Sanchez-Cespedes M
Molecular Pathology Programme, Spanish National Cancer Centre (CNIO), Melchor Fernandez Almagro, Madrid, Spain.
Oncogene. 2007 Dec 13;26(57):7825-32. doi: 10.1038/sj.onc.1210594. Epub 2007 Jun 18.
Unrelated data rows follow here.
PR #7214, opened 2026-08-20
Add source for Gmina Bochnia (Poland) - bochnia_gmina_pl

Sairento-92:
## Summary

Adds a new dedicated source provider for **Gmina Bochnia** (Poland), covering all 31 villages in the municipality (including Baczków, Damienice, Proszówki, Łapczyca, etc.).

- **Provider website**: http://bochnia-gmina.pl/p,3,harmonogram-wywozu-odpadow-komunalnych-i-zasady-segregacji
- **Waste types**: Mixed & segregated waste (`Odpady zmieszane i segregowane`), bulky and hazardous waste (`Gabaryty i niebezpieczne`).
- **Parsing**: Fetches and parses collection dates directly from the official municipal PDF schedules with fallback.

## Type of change

- [x] New source
- [ ] Bug fix / source fix
- [ ] Documentation update
- [ ] Other

## Checklist

- [x] `python -m pytest tests/test_source_components.py -q` passes (35 passed)
- [x] `doc/source/bochnia_gmina_pl.md` created for new sources

## Validation

- `test_sources.py -s bochnia_gmina_pl -i -l` passes (23 entries found for Baczkow, 23 for Proszowki)
- `python -m pytest tests/test_source_components.py -q` passes (35 passed)

### DIFF
--- a/custom_components/waste_collection_schedule/waste_collection_schedule/source/bochnia_gmina_pl.py
+++ b/custom_components/waste_collection_schedule/waste_collection_schedule/source/bochnia_gmina_pl.py
@@ -86,11 +86,12 @@ class Source:
         self._town = town
 
     def fetch(self) -> list[Collection]:
+        from waste_collection_schedule.exceptions import SourceArgumentNotFoundWithSuggestions
+
         norm_town = normalize(self._town)
         pdf_file = TOWNS_PDF_MAP.get(norm_town)
         if not pdf_file:
-            pdf_file = f"{norm_town.capitalize()}.pdf"
-
+            raise SourceArgumentNotFoundWithSuggestions("town", self._town, sorted(TOWNS_PDF_MAP))
         url = f"http://bochnia-gmina.pl/container/{urllib.parse.quote(pdf_file)}"
         req = urllib.request.Request(url, headers={"User-Agent": "Mozilla/5.0"})
         with urllib.request.urlopen(req, timeout=15) as resp:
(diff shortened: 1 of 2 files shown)


bbr111 (approved):
Thanks for this — nicely done. The PDF parser is solid: I live-tested it against all 31 villages in the gmina (not just the three TEST_CASES) and every single one returns a full 12 months of mixed/segregated collections plus both bulky/hazardous dates. Good call replacing the hardcoded dates with the dynamic parser, and thanks for already addressing the two bot comments.

I've pushed a few small tweaks on top:

- Swapped `urllib.request` for `requests` with `raise_for_status()` — that's the convention across the rest of the sources here, and it means an upstream 404 surfaces as a clear error rather than an opaque one.
- Widened the year regex from `202\d` to `20\d{2}` so it doesn't quietly fall back to `today().year` in 2030. I checked it doesn't collide with the postal codes or phone numbers in the PDF header.
- Anchored the bulky-waste `dd.mm.yyyy` scan to the text below the `Odpady wielkogabarytowe` heading. Previously it scanned the whole page, so any stray date elsewhere would have become a phantom collection.
- Re-keyed `TOWNS_PDF_MAP` on the real Polish names, so `SourceArgumentNotFoundWithSuggestions` now suggests `Łapczyca` / `Ostrów Szlachecki` rather than the normalised `lapczyca` / `ostrow szlachecki`. Input is still diacritic- and case-insensitive, so nothing changes for users.

One optional follow-up if you fancy it: the provider also publishes `Lapczyca-wielolokalowe.pdf` and `Stanislawice-wielolokalowe.pdf` for apartment blocks, which aren't covered yet — happy to take that as a separate PR.

`tests/test_source_components.py` passes (35) and the live test still returns 23/23/22. Approving.

bbr111:
Pushed one more small commit: added `EXTRA_INFO` (derived from `TOWNS_PDF_MAP`) so all 31 villages get their own entry in the generated source listing, not just the "Supported Towns" bullet list on this doc page. Tests still pass (35).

Germline LKB1 mutations are responsible for Peutz-Jeghers syndrome (PJS). Tumors at several locations frequently arise in these patients, confirming that LKB1 is linked to cancer predisposition and is therefore a bona fide tumor-suppressor gene. In humans, the LKB1 gene is located in the short arm of chromosome 19, which is frequently deleted in many tumors of sporadic origin. However, LKB1 alterations in tumors other than those of PJS are rarely reported. Notably, this is not the case for non-small-cell lung cancer, where nearly half of the tumors harbor somatic and homozygous inactivating mutations in LKB1. The present review considers the frequency and pattern of LKB1 gene mutations in sporadic cancers of various origins, and the role of the encoded protein in cancer development.
种系LKB1突变是黑斑息肉综合征(PJS)的病因。这些患者常出现多个部位的肿瘤,证实LKB1与癌症易感性相关,因此是一种真正的肿瘤抑制基因。在人类中,LKB1基因位于19号染色体短臂,在许多散发性肿瘤中该区域常发生缺失。然而,除PJS肿瘤外,其他肿瘤中LKB1改变的报道很少。值得注意的是,非小细胞肺癌并非如此,近一半的肿瘤存在LKB1的体细胞纯合失活突变。本综述探讨了不同起源散发性癌症中LKB1基因突变的频率和模式,以及编码蛋白在癌症发生中的作用。